26 January 2011

What does it mean to be an Indian?

The Indian identity
The underlying theme of the R-day this year (as with every year) is patriotic. It made me ponder what exactly does it mean to be an Indian? Having grown up listening to mythological tales of Lord Krishna and Ram, and political legends such as Gandhi and Nehru, I thought the entire world identified us Indians with these names. In contemporary times, its Amitabh Bachchan, Shah Rukh Khan and Aishwarya Rai-Bachchan who were among the first Indians to be 'waxed' at Madame Tussaud's after Mahatma Gandhi. Much to my surprise then, when we arrived in the USA about a decade ago, I realized that people associated India with elephants, snake-charmers and the Kamasutra. One of the most well-known cities of India was not Delhi - our nation's capital, but Goa(!) for its beaches, feni and rave parties. 

Lately, in the wake of Deepak Chopra's remarkable rise to popularity, India is also in the limelight for Ayurveda and Yoga. Sadly, among the Indians living abroad, India is still defined by corrupt politicians, filthy roads, loud noise during weddings & festivals; raucous, nosy relatives and spicy, tasty food. Despite being a civilization that is hundreds of thousands years old, with a rich cultural heritage; though India enjoys enviable unity amongst diverse religions, communities and languages- sadly, it has no definite identity for the world at large. Known as 'Sone ki  chidiya' (golden sparrow) in ancient times for its abundant crops and spices, it was reduced to one of the 'developing' nations of the third world post numerous invasions and plundering. 
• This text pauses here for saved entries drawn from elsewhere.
PR #454, opened 2026-08-27
8/8 — Launch gates: unsubscribe, analytics, and the first deletions

Ranjith36963:
Stacked on #453. Last in the stack.

## W-23 — there was no unsubscribe link. At all.

The only way to stop the emails was to log in and delete the channel. That is a **deliverability problem before it is a legal one**: a recipient who cannot find the exit presses "spam" instead, and that is the worst signal a sending domain can collect.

Steeped in (oft debated) virtues of forgiveness, sacrifice and non-violence, we have nonetheless achieved significant progress on almost all fronts be it business, technology, medicine, education, entertainment, sport and even space travel. Today we are an economy to contend with, students across the globe flock to our universities, our films are respected and acknowledged at various premiere film festivals, our cuisine one of the most popular ones in international restaurants and our cities are coveted tourist destinations. India has finally arrived despite grave reservations (pun intended), natural as well as man-made calamities(read terrorism). 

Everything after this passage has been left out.